The sales hook is that you (the concerned citizen) don’t have time to travel the nation protesting. You have a family and a job. You can, however; financially support activists or the group. Giving financial support ensures that your voice is heard at every rally and protest the activists attends. Rest easy that the other side will not get away with spreading their message of intolerance or hate.


These activists adjust their donation pitches as the news media coverage changes. One day they will be a pitching a fit on one issue and the next day another issue. Donors need to pay extra for consistent opinions, I guess.


A professional activist should never be compared to a patriotic protester. Yes, I said it. Most protesters are generally patriotic citizens no matter what side they fall on an issue. It’s why they protest in full view of everyone. Its protected speech that we often take for granted. That’s the difference between an activist and a protester. Protesters want to speak, and activists want to silence. Beware of those crafty activists who have privatized an issue for personal fame or fortune.


A protester, unlike an activist, will share their beliefs with the public without asking the public to read it in a self-promoting book they can buy from an old Army backpack littered with black and red Castro likenesses. A protester knows that protesting is its own reward because expressing their beliefs is simply the right thing to do.

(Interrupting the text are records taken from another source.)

Issue #41, opened 2016-05-02
Premature EOF on WARC files


nostrademons:
When parsing part of the CommonCrawl corpus (which consists of ~1G WARC files where each *record* is individually compressed), flate2 will return EOF after the first chunk has been decompressed rather than continuing to read the rest of the file.  Sample data:

s3://aws-publicdatasets/common-crawl/crawl-data/CC-MAIN-2016-07/segments/1454701166570.91/warc/CC-MAIN-20160205193926-00310-ip-10-236-182-209.ec2.internal.warc.gz

(Downloadable with 'aws s3 cp s3://aws-publicdatasets/common-crawl/crawl-data/CC-MAIN-2016-07/segments/1454701166570.91/warc/CC-MAIN-20160205193926-00310-ip-10-236-182-209.ec2.internal.warc.gz' if you have the AWS CLI installed.  837M, no fees.)

Sample code:

```rust

fn main() {
  let filename = env::args().nth(1).unwrap_or(
      "../CC-MAIN-20160205193926-00310-ip-10-236-182-209.ec2.internal.warc.gz"
      .to_string());
  let input_file = File::open(&filename).unwrap();
  let mut gz_decoder = GzDecoder::new(input_file).unwrap();
  loop {
    let mut buffer = Vec::with_capacity(1000000);
    let capacity = buffer.capacity();
    let read_range = buffer.len() .. capacity;
    unsafe { buffer.set_len(capacity) };
    match gz_decoder.read(&mut buffer[read_range]) {
        Ok(0) => {
          println!("EOF");
          break;
        },
        Ok(_) => {
          println!("Read {}", String::from_utf8_lossy(&buffer))
        },
        Err(err) => {
          println!("Error filling buffer: {}", err)
        }
    }
  }
}
```

Arguably the files shouldn't do this, but the [WARC spec](http://bibnum.bnf.fr/WARC/WARC_ISO_28500_version1_latestdraft.pdf) recommends record-at-a-time compression, and it's pretty common practice in the Hadoop world to operate on big files that are the concatenation of individually-gzipped records so that Hadoop can split the input without reading it.  gunzip/gzcat can read it, and re-compressing it with gzip allows flate2 to as well.  Given that these files exist, maybe flate2 could avoid returning EOF until the underlying stream does, instead returning the stream of decompressed bytes from the next record?

alexcrichton:
[...]

PR #43, opened 2016-06-14
Implemented multi member gz decoder

veldsla:
You mentioned in issue #41 that you were considering creating a separate type for the multistream gzip files. The nested loop method I used to parse these files in https://github.com/alexcrichton/flate2-rs/issues/41#issuecomment-219058833 becomes a bit convoluted when parsing multiple files.

Considering my rust beginner level I used it as an exercise. It works by calling finish_member instead of finish and checking if there are more bytes remaining in the buffer. If this is the case a new header read is attempted and the decoder is reset for the next member. Would this be what you had in mind?


alexcrichton:
@veldsla I'm so sorry this sat here for so long! I had no idea this was here :(

In any case this looks excellent, thanks so much for implementing this! In the future feel free to ping me on any PR that sits for awhile!

veldsla:
Haha, that's great. You did reference this PR in #44, so I just assumed you didn't want to add more functionality. Oh well assumptions are...😄

alexcrichton:
Weird... I maybe accidentally archived the email?

pmarks:
@alexcrichton - any chance we could get a crates.io release w/ this functionality?  Would like to start encouraging downstream packages to use MultiGzDecoder.  Many uses cases where MultiGz files are the norm (especially bioinformatics).

veldsla:
There has been a library evaluation which among other things raised a point about the documentation (#87). I also noticed a doc has been swapped between a multi/normal reader. I will submit a PR for this. I'm guessing the next release will come when #89 is done?

alexcrichton:
@pmarks certainly! I'll do a release right now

Protesting is not unpatriotic. It doesn’t matter what side you’re on. Protesters wouldn’t care enough to protest if they were unpatriotic. Many protesters on both the right and left are extremely patriotic citizens. They are motivated by their opinions and are unafraid to have their faces counted as citizens voicing their opinion as part of a discussion. If one disagrees with them, it doesn’t mean they don’t love their country. It means that they are members of the loyal opposition. That’s a term we seldom hear in our media today but need to hear.


We need to be reminded that, as a nation, it is okay to disagree with each other. What happens after that is a big round table where both sides sit down and behave as the loyal opposition as they hash out the issue. While sitting at the table, after the air of tension dies down and the untrusting eyes of both groups begin to see a people instead of a monster across from them; the real work can and normally does begin.


This opportunity for real work is a chance granted to all Americans as a birthright from our nation’s founders. It’s the ability to discuss any political cause de jour officially and without fear of prison, or begging pardon, or loss of job if conducted outside of work. All of us in some political way, shape, or form are the loyal opposition to someone somewhere.


A protest is perfectly fine so long as it’s done in a safe and respectful way.